» What to work on: Where a line of the following data contains the string "specific", include it in the tally. Report the total alone.

- - -

PR #1010, opened 2020-03-19
Feature/update indc importers

simaob:
This PR updates the INDC importers and endpoints to allow us to store indicators per document: INDC, first NDC, second NDC, etctera NDC.

To test this PR you will need to run the following tasks:

```
bundle exec rails db:migrate
bundle exec rails indc:import
```
That last command will import the updated data from the staging bucket and as normally it will take a bit.

In this PR the main changes are:

- Adding a new Indc::Document table to collect information on the different documents submitted by the countries;
- Updating the import scripts to link different country-indicator-value combinations to documents, so that we can query specific submission values;
- Adding a new importer for indicators that are not document specific to be used in the Overview page for instance, but in other places as well;
- Adding a new filtering param for the `/api/v1/ndcs` and `/api/v1/ndcs/:iso/content_overview` endpoints. The new param is called `document` and the values to be used are the slugs of the submitted documents. For now these are available in: `api/v1/data/ndc_content/documents`.

These changes will allow us to update the NDC Explore Country page with the Documents dropdown and then filtering per document the indicators shown. And also the Compare All Flow.

The missing endpoint that I would like to discuss with you @Bluesmile82 is how to pass to the front end the information about the documents available to each country, should we add a filter to that documents endpoint, or provide you a full list of Country: [Documents] information? Let me know!

### DIFF
--- a/.travis.yml
+++ b/.travis.yml
@@ -9,7 +9,7 @@ language: ruby
 rvm:
 - 2.5.1
 addons:
-  postgresql: 12
+  postgresql: 9.6
 before_script:
   - bundle exec rake db:create db:structure:load RAILS_ENV=test
   - curl -L https://codeclimate.com/downloads/test-reporter/test-reporter-latest-linux-amd64 > ./cc-test-reporter
--- a/.travis.yml
+++ b/.travis.yml
@@ -9,7 +9,7 @@ language: ruby
 rvm:
 - 2.5.1
 addons:
-  postgresql: 9.6
+  postgresql: 12
 before_script:
   - bundle exec rake db:create db:structure:load RAILS_ENV=test
   - curl -L https://codeclimate.com/downloads/test-reporter/test-reporter-latest-linux-amd64 > ./cc-test-reporter
--- a/app/controllers/api/v1/data/ndc_content/documents_controller.rb
+++ b/app/controllers/api/v1/data/ndc_content/documents_controller.rb
@@ -1,0 +1,17 @@
+module Api
+  module V1
+    module Data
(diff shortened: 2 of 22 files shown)


Bluesmile82:
The endpoint doesn't seem to be providing with the emissions indicator (slug: 'ndce_ghg') anymore. Could you check this?

simaob:
That indicator seems to be missing from the data. I'm going to look at the data! =)

simaob:
OK, the indicator exists in the data, but there's no data for the indicator, so it's removed after the import. It's a data issue, so something they'll fix! =) No biggie.

simaob:
But did the others work, Álvaro?

Bluesmile82:
Thanks for the countries_documents endpoint. It's working fine! We probably don't need the created_at and updated_at. And maybe if we have all the information on the documents array we won't need the data array unless we need it for the laws or policies.

simaob:
But the data array is where we link countries to documents, no?

Bluesmile82:
Ah, ok. Sorry. I see it now. I thought it was the other way. Also, I see we still need to add the document date. Maybe we can get it from another indicator? It will be nice to have this here too

image

simaob:
oh, right... hmmm, need to figure out how to do that. I'll get back to you when it's done.

simaob:
I will only be able to look at the date thing this afternoon. I'll keep you posted.

simaob:
I've excluded the created_at and the updated_at. Looking at the data, it doesn't seem that we have the dates needed for all the documents, so let's leave that bit out for now.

- - -

» Answer to this problem: 2